Did you know DNA can influence how much insulin is released into your blood?
From pig pancreases to bacteria that make human proteins: Insulin and the risk of type 2 diabetes
In 1923, the first commercially-produced insulin became available. Trains would bring containers packed with cow (and later pig) pancreases to Indianapolis. Here, Eli Lilly (the first company to mass produce insulin), processed more than two tons of pancreases to produce a mere 8-ounce vial of insulin. This is how life-saving insulin was predominantly produced for many years, until the first synthetic ‘human’ insulin became available in 1982. The discovery and mass production of insulin changed diabetes from a death sentence to a condition with very little effect on life expectancy.
Diabetes is a disease characterized by reduced insulin production and/or a reduced response to insulin. Our bodies are like machines, they run on food for fuel. When we mow down a lasagna, the meat, cheese and the pasta noodles are broken down into proteins, fats and sugars, all components that can be used to generate energy. Some of it is used immediately, but the bulk is stored in our tissues. Insulin is the key hormone for storing sugars for later use (in the form of glycogen). Making a hormone from scratch takes a considerable amount of time. Hence, insulin is made ahead of time and stored in the pancreas until required. Glucose (the primary sugar found in our blood) stimulates the release of insulin, which then signals for glucose to be taken up into muscle, liver and fat cells.
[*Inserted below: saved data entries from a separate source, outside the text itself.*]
PR #4526, opened 2020-12-24
LibProtocol/ProtocolServer/Browser/pro: Make ProtocolServer stream downloaded data when and where possible

alimpfard:
What:
- Currently, ProtocolServer buffers the downloaded data until the download is finished, and then passes it along (by copying it into a shared buffer no less!) to its user
- In a good deal of situations, this is wasteful, and in some other situations, it makes no sense (e.g. when downloading a huge file to disk via `DownloadWidget` or `pro`)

However, if not enough insulin is produced and/or released from the beta cells in the pancreas, or the body doesn’t respond to the available insulin, the risk of diabetes is significantly increased. Type 1 diabetes is a rare disorder that occurs when the body can’t produce its own insulin. Type 2 diabetes is a lot more common, and although many type 2 diabetics can produce insulin, their cells become resistant to the signals of the insulin molecule.
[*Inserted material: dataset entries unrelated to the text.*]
PR #4527, opened 2020-12-24
Kernel: Introducing basic DevFS & new partition subsystem

supercomputer7:
The first change (Get a reference of `UserOrKernelBuffer` instead of a pointer to it) is something I'm pretty sure we will want to merge.

Also, I introduce the DevFS - a solution for populating device nodes in `/dev` during bootup.

cc @awesomekling @bugaevc


Kernel/FileSystem/BlockBasedFileSystem.h
```diff
@@ -29,8 +29,15 @@
 #include <Kernel/FileSystem/FileBackedFileSystem.h>
 
 namespace Kernel {
+struct CacheEntry {
```
awesomekling, line 32: Please put this inside the `BlockBasedFS` class so we don't add a `CacheEntry` class in the `Kernel` namespace that everyone can see. :)

Kernel/Devices/Device.h
```diff
@@ -57,6 +57,9 @@ class Device : public File {
     uid_t uid() const { return m_uid; }
     uid_t gid() const { return m_gid; }
 
+    // ^Device
+    virtual mode_t permission_flags() const = 0;
```
bugaevc, line 61: No point in `// ^Device` inside `Device` itself 😀

Also perhaps call it just `mode()`?

supercomputer7: I guess it could be `mode`, or maybe `required_mode`?

supercomputer7:
I tested it after building an image with GRUB- DevFS exposes `hda1` block device which is the partition we booted from.
Next thing to do is to fix the `DiskPartition` class to use dynamic minor number for other partitions.

Services/SystemServer/main.cpp
```diff
@@ -84,6 +85,86 @@ static void parse_boot_mode()
...
+    // FIXME: Find a better way to all of this stuff, without hardcoding all of this!
+
+    int rc = mount(-1, "/dev", "dev", 0);
+    if (rc != 0) {
+        ASSERT_NOT_REACHED();
+    }
+    rc = mkdir("/dev/pts", 0755);
+    if (rc != 0) {
+        ASSERT_NOT_REACHED();
+    }
```
awesomekling, line 99: Can we avoid doing this in userspace? Can DevFS create this automatically instead?

Services/SystemServer/main.cpp
```diff
@@ -84,6 +85,86 @@ static void parse_boot_mode()
...
+    rc = symlink("/proc/self/fd/1", "/dev/stdout");
+    if (rc < 0) {
+        ASSERT_NOT_REACHED();
+    }
+    rc = symlink("/proc/self/fd/2", "/dev/stderr");
+    if (rc < 0) {
+        ASSERT_NOT_REACHED();
+    }
```
awesomekling, line 115: These are not necessary. ProcFS will generate them :)

Services/SystemServer/main.cpp
```diff
@@ -84,6 +85,86 @@ static void parse_boot_mode()
...
+    rc = symlink("/dev/random", "/dev/urandom");
+    if (rc < 0) {
+        ASSERT_NOT_REACHED();
+    }
```
awesomekling, line 119: Can we avoid doing this in userspace? Can DevFS create this automatically instead?

Services/SystemServer/main.cpp
supercomputer7: I talked with Sergey about this, and considering the fact that we already allow `SystemServer` to use `chown`, (so DevFS isn't read-only anymore), it was an idea to avoid doing such things in the kernel code also.
But sure, if you think we should do that in the kernel space, it can be done without any trouble :)

Services/SystemServer/main.cpp
supercomputer7: I guess we could create a symlink in the DevFS code. As I said in the comment above, it's up to you :)

Services/SystemServer/main.cpp
bugaevc: This creates `/dev/stdin -> /proc/self/fd/0`, not the other way around 🙂

supercomputer7: oh I see, so `build-root-filesystem.sh` created these links for nothing, right?

bugaevc: No, no, I'm replying to Andreas; `build-root-filesystem.sh` was doing everything correctly, and so does this code.

awesomekling: Oh yeah lol, my mistake :smile:

Kernel/FileSystem/BlockBasedFileSystem.cpp
```diff
@@ -174,6 +171,29 @@ int BlockBasedFS::write_block(unsigned index, const UserOrKernelBuffer& data, si
...
+    ASSERT(nread.value() == block_size());
+    entry.has_data = true;
+    return true;
+}
+
+BlockBasedFS::CacheEntry& BlockBasedFS::cache_block(unsigned index) const
+{
+    auto& entry = cache().get(index);
+    if (!entry.has_data) {
+        force_cache_block(index);
```
awesomekling, line 192: We're forgetting to check the return value of `force_cache_block` here. If there's an error we need to handle it.

Kernel/Storage/Partition/DiskPartitionMetadata.h
```diff
@@ -0,0 +1,55 @@
...
+    Optional<String> name() const;
+    Optional<ByteBuffer> partition_type() const;
+    Optional<ByteBuffer> unique_guid() const;
+
+private:
+    u64 m_start_block;
+    u64 m_end_block;
+    ByteBuffer m_partition_type;
+    ByteBuffer m_unique_guid;
+    u64 m_attributes;
```
awesomekling, line 53: Please always initialize primitive members explicitly.
```cpp
u64 m_attributes { 0 };
```
Notice how one of the constructors forgets to initialize this member :)

Kernel/FileSystem/BlockBasedFileSystem.cpp
supercomputer7: Oh right, if we can't cache here I'd assume that we should assert.

Kernel/Storage/Partition/EBRPartitionTable.h
```diff
@@ -33,39 +33,18 @@
...
-
+struct EBRPartitionHeader;
+class EBRPartitionTable : public MBRPartitionTable {
 public:
-    explicit EBRPartitionTable(NonnullRefPtr<BlockDevice>);
     ~EBRPartitionTable();
 
-    bool initialize();
-    RefPtr<DiskPartition> partition(unsigned index);
+    static NonnullOwnPtr<EBRPartitionTable> try_to_initialize(const StorageDevice&);
```
awesomekling, line 41: `try_to_initialize` sounds like something that can fail, yet this function returns a `NonnullOwnPtr`. So how is failure signalled to the caller? Normally, something that can fail would return an `OwnPtr` (with `nullptr` meaning failure.)

Kernel/Storage/Partition/DiskPartitionMetadata.h
supercomputer7: Thanks for catching this, I'll try to pay attention to such things later on :)

Kernel/FileSystem/BlockBasedFileSystem.cpp
awesomekling: Hmm.. if this is dealing with hardware, then hardware can fail at any time, so we need to handle it more gracefully than just asserting I think

Kernel/Storage/Partition/EBRPartitionTable.h
supercomputer7: The caller should check if the `PartitionTable` is valid by calling `table->is_valid()`. Also, if you try to get partitions from it by using the `partition` method, you will just get no value (I use the `Optional` container for such purpose) :)

supercomputer7: I changed the code to use `AK::Result` and `OwnPtr`. Seems fine now :)

Kernel/FileSystem/BlockBasedFileSystem.cpp
supercomputer7: I think I figured this out, I use `KResultOr` to indicate a failure.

Type 2 diabetes has a strong genetic component. To date the TCF7L2 gene is one of the best predictors of type 2 diabetes risk. The TCF7L2 protein turns on several other genes, some of which have a role in insulin secretion. The rs7903146 and rs12255372 variants of TCF7L2 gene are linked to elevated type 2 diabetes risk. People who inherit the rs7903146 version make five times more TCF7L2 protein, and are at much higher risk of developing diabetes. In the presence of glucose, they only release half as much insulin compared to people with the normal version of the gene. Adding insult to injury these individuals also have reduced levels of the incretins that also participate in lowering blood sugar levels.
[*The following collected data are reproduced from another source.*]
PR #4532, opened 2020-12-25
LibC: Enable compiler warnings for printf/scanf/strftime format strings

ccapitalK:
This PR makes the compiler aware that our printf functions use printf format strings, and makes it a compile time error to have an incorrect format string (where possible).


ccapitalK:
Hmm, It appears this won't work because we have custom format types.

ADKaster:
> Hmm, It appears this won't work because we have custom format specifiers (%b).

Probably two solutions:
- 1, remove non-standard format specifiers to conform to C++20/C17 etc.
- 2, patch this file https://github.com/gcc-mirror/gcc/blob/releases/gcc-10/gcc/c-family/c-format.c to add %b for bool.

Libraries/LibGUI/BoxLayout.cpp
```diff
@@ -48,7 +48,7 @@ void BoxLayout::run(Widget& widget)
     should_log = true;
 #endif
     if (should_log)
-        dbgprintf("BoxLayout: running layout on %s{%p}, entry count: %d\n", widget.class_name(), &widget, m_entries.size());
+        dbgprintf("BoxLayout: running layout on %s{%p}, entry count: %lu\n", widget.class_name(), &widget, m_entries.size());
```
ADKaster, line 51: these .size() are size_t, so the format specifier should be `%zu`

ccapitalK:
> > Hmm, It appears this won't work because we have custom format specifiers (%b).
> 
> Probably two solutions:
> 
>     * 1, remove non-standard format specifiers to conform to C++20/C17 etc.
> 
>     * 2, patch this file https://github.com/gcc-mirror/gcc/blob/releases/gcc-10/gcc/c-family/c-format.c to add %b for bool.

I'm not particularly fond of (1), since I think serenity should retain the freedom to do stuff like the '%b' specifier, but I'm also not sure about (2), doesn't the CI use clang? I'm not sure if just patching that file would be enough, also it would require people to rebuild the toolchain.

ADKaster:
Looks like @awesomekling already chose option 1) and committed it yesterday :D

cb2c8f71f44f8c628f57e6ac3cadca57642c7682
ed5c26d698f586d0d5036b29cd88f6b91314314c

I like this patch, but I think it doesn't go far enough :). `-Wformat=2` is pretty sweet imo, and might want to add the format attributes for scanf and strftime as well. Using `-Wformat=2` would requires a these changes as well.

```
diff --git a/Userland/Tests/LibC/snprintf-correctness.cpp b/Userland/Tests/LibC/snprintf-correctness.cpp
index 9f9b43c49..3089419df 100644
--- a/Userland/Tests/LibC/snprintf-correctness.cpp
+++ b/Userland/Tests/LibC/snprintf-correctness.cpp
@@ -32,6 +32,8 @@
 #include <ctype.h>
 #include <stdio.h>
 
+#pragma GCC diagnostic ignored "-Wformat-nonliteral"
+
 struct Testcase {
     const char* dest;
     size_t dest_n;
diff --git a/Userland/cal.cpp b/Userland/cal.cpp
index e2d2f7ca6..df482c88e 100644
--- a/Userland/cal.cpp
+++ b/Userland/cal.cpp
@@ -155,13 +155,13 @@ int main(int argc, char** argv)
             insert_month_to_print(0, i++, year);
             insert_month_to_print(1, i++, year);
             insert_month_to_print(2, i, year);
-            printf(print_buffer);
+            printf("%s", print_buffer);
             printf("\n");
             clean_buffers();
         }
     } else {
         insert_month_to_print(0, month, year);
-        printf(print_buffer);
+        printf("%s", print_buffer);
         printf("\n\n");
         clean_buffers();
     }
diff --git a/Userland/seq.cpp b/Userland/seq.cpp
index e47d94fe0..a0cfe5787 100644
--- a/Userland/seq.cpp
+++ b/Userland/seq.cpp
@@ -30,7 +30,7 @@
 #include <string.h>
 #include <unistd.h>
 
-const char* g_usage = R"(Usage:
+const char* const g_usage = R"(Usage:
     seq [-h|--help]
     seq LAST
     seq FIRST LAST
```

Libraries/LibGUI/BoxLayout.cpp
ccapitalK: Good catch, I'll change these.

ccapitalK:
> Looks like @awesomekling already chose option 1) and committed it yesterday :D
> 
> [cb2c8f7](https://github.com/SerenityOS/serenity/commit/cb2c8f71f44f8c628f57e6ac3cadca57642c7682)
> [ed5c26d](https://github.com/SerenityOS/serenity/commit/ed5c26d698f586d0d5036b29cd88f6b91314314c)
> 
> I like this patch, but I think it doesn't go far enough :). `-Wformat=2` is pretty sweet imo, and might want to add the format attributes for scanf and strftime as well. Using `-Wformat=2` would requires a these changes as well.
> 
> ```
> diff --git a/Userland/Tests/LibC/snprintf-correctness.cpp b/Userland/Tests/LibC/snprintf-correctness.cpp
> index 9f9b43c49..3089419df 100644
> --- a/Userland/Tests/LibC/snprintf-correctness.cpp
> +++ b/Userland/Tests/LibC/snprintf-correctness.cpp
> @@ -32,6 +32,8 @@
>  #include <ctype.h>
>  #include <stdio.h>
>  
> +#pragma GCC diagnostic ignored "-Wformat-nonliteral"
> +
>  struct Testcase {
>      const char* dest;
>      size_t dest_n;
> diff --git a/Userland/cal.cpp b/Userland/cal.cpp
> index e2d2f7ca6..df482c88e 100644
> --- a/Userland/cal.cpp
> +++ b/Userland/cal.cpp
> @@ -155,13 +155,13 @@ int main(int argc, char** argv)
>              insert_month_to_print(0, i++, year);
>              insert_month_to_print(1, i++, year);
>              insert_month_to_print(2, i, year);
> -            printf(print_buffer);
> +            printf("%s", print_buffer);
>              printf("\n");
>              clean_buffers();
>          }
>      } else {
>          insert_month_to_print(0, month, year);
> -        printf(print_buffer);
> +        printf("%s", print_buffer);
>          printf("\n\n");
>          clean_buffers();
>      }
> diff --git a/Userland/seq.cpp b/Userland/seq.cpp
> index e47d94fe0..a0cfe5787 100644
> --- a/Userland/seq.cpp
> +++ b/Userland/seq.cpp
> @@ -30,7 +30,7 @@
>  #include <string.h>
>  #include <unistd.h>
>  
> -const char* g_usage = R"(Usage:
> +const char* const g_usage = R"(Usage:
>      seq [-h|--help]
>      seq LAST
>      seq FIRST LAST
> ```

The HNF4A protein also turns on other genes in our body, including ones involved in insulin production. The rs1800961 version of HNF4A lowers protein activity, and is also linked to an increased risk of type 2 diabetes.
The availability of artificial insulin has allowed us to leave behind the days where a minimalist diet was the only way to prolong the life of a diabetic. But unfortunately it is far from a cure. Maybe one day we will have a cure, if scientists can devise a way to create beta cells to produce insulin, just like the normal beta cells in a healthy individual.